Castellar: de Sevilla a La Habana

Cuenta y canta Carlos, en presente porque nunca se fue, que La Habana es Cádiz con más negritos. El mismo ritmo, el mismo compás, la misma mirada de las muchachas manzanas que pasean por las alamedas. El mismo salitre. La misma sensualidad. Pero La Habana se encuentra también en muchas ciudades andaluzas, si sabemos mirar, si nos asomamos a esa alma mestiza que encierran muchas de nuestras calles.

Os propongo pasear por La Habana sin tan siquiera salir del centro de Sevilla. Bajando por la calle Castellar, desde la plaza de San Marcos  hasta la calle Espíritu Santo en dirección a la calle Feria, un trozo de La Habana Vieja se nos muestra en un salto emocional en el espacio, en el recuerdo, en el tiempo. Corralones que aguantan con una pobreza digna sus paredes mientras la naturaleza aflora en sus patios, exuberante. Escaleras antiguas, en penumbra, umbrales donde se pueden imaginar mil y una historias. Mestizas las casas y mestizos sus inquilinos. En sus habitaciones suenan guitarras por seguiriyas o tambores africanos. Bailaoras, gitanas, libanesas, israelíes muestran y enseñan su arte siguiendo el compás a unos cantaores, a unos guitarristas que entusiasman a los buscadores de un flamenco auténtico alejado de los circuitos para guiris, clandestinos casi.

En las antiguas caballerías suenan cantes por todos los palos, para amantes de un flamenco que no sabe de moda. Algunos supervivientes de los antiguos artesanos que habitaban estos talleres (antes tapiceros de coches de caballos, después mecánicos de coches, ahora herreros, informáticos, vendedores de lo que sea los jueves por la mañana en la calle Feria) conviven con profesores de las más diversas materias. Todos comparten días preñados de esperanza. Talleres de danza, imaginería, escultura, pintura, cerámica, percusión, guitarra, baile, teatro, música, serigrafía, encuadernación, enmarcación, jardinería, fotografía, grabado, moda, corte y confección, forja, arquitectura, talla, dorado, alfarería, cromado, bisutería, manualidades, diseño grafico, restauración, ebanistería, carpintería religiosa,….
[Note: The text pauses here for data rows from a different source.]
Issue #6149, opened 2023-03-15
integration errors


wyli:
**Describe the bug**
some version dependent integration errors
```
[2023-03-15T05:40:29.871Z] ======================================================================
[2023-03-15T05:40:29.871Z] FAIL: test_bspline (tests.test_global_mutual_information_loss.TestGlobalMutualInformationLoss)
[2023-03-15T05:40:29.871Z] ----------------------------------------------------------------------
[2023-03-15T05:40:29.871Z] Traceback (most recent call last):
[2023-03-15T05:40:29.871Z]   File "/home/jenkins/agent/workspace/MONAI-postmerge/monai_github/tests/test_global_mutual_information_loss.py", line 109, in test_bspline
[2023-03-15T05:40:29.871Z]     np.testing.assert_allclose(result, expected_value, rtol=1e-3, atol=5e-3)
[2023-03-15T05:40:29.871Z]   File "/opt/conda/lib/python3.8/site-packages/numpy/testing/_private/utils.py", line 1530, in assert_allclose
[2023-03-15T05:40:29.871Z]     assert_array_compare(compare, actual, desired, err_msg=str(err_msg),
[2023-03-15T05:40:29.871Z]   File "/opt/conda/lib/python3.8/site-packages/numpy/testing/_private/utils.py", line 844, in assert_array_compare
[2023-03-15T05:40:29.871Z]     raise AssertionError(msg)
[2023-03-15T05:40:29.871Z] AssertionError: 
[2023-03-15T05:40:29.871Z] Not equal to tolerance rtol=0.001, atol=0.005
[2023-03-15T05:40:29.871Z] 
[2023-03-15T05:40:29.871Z] Mismatched elements: 1 / 1 (100%)
[2023-03-15T05:40:29.871Z] Max absolute difference: 0.028
[2023-03-15T05:40:29.871Z] Max relative difference: 0.045
[2023-03-15T05:40:29.871Z]  x: array(-0.596109, dtype=float32)
[2023-03-15T05:40:29.871Z]  y: array(-0.624335)
[2023-03-15T05:40:29.871Z] 
[2023-03-15T05:40:29.871Z] ----------------------------------------------------------------------
[2023-03-15T05:40:29.871Z] Ran 12322 tests in 2105.197s
[2023-03-15T05:40:29.871Z] 
[2023-03-15T05:40:29.871Z] FAILED (failures=1, skipped=116)
```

Frente a los Corralones, en el número 59 de la calle, un azulejo señala que allí vino a vivir José María Izquierdo al que, según Cernuda, algún secreto debió revelarle la ciudad para que nunca quisiera abandonarla. Debajo del azulejo, un ventanal se va llenando de basura como se acumula la basura frente a las casas de vecinos, antiguas moradas coloniales. Junto a los adoquines, fronteras de las aceras, diminutos riachuelos de agua que se estanca. Y el tiempo que se detiene, no avanza. Aquí, en este rincón de la Sevilla mestiza, como allí en La Habana mitad caribeña, mitad andaluza, una extraña metáfora de ciudades enclaustradas en su propia historia, quizás compartiendo el mismo sueño, el mismo cansancio abnegado y solitario que da el saberse diferentes.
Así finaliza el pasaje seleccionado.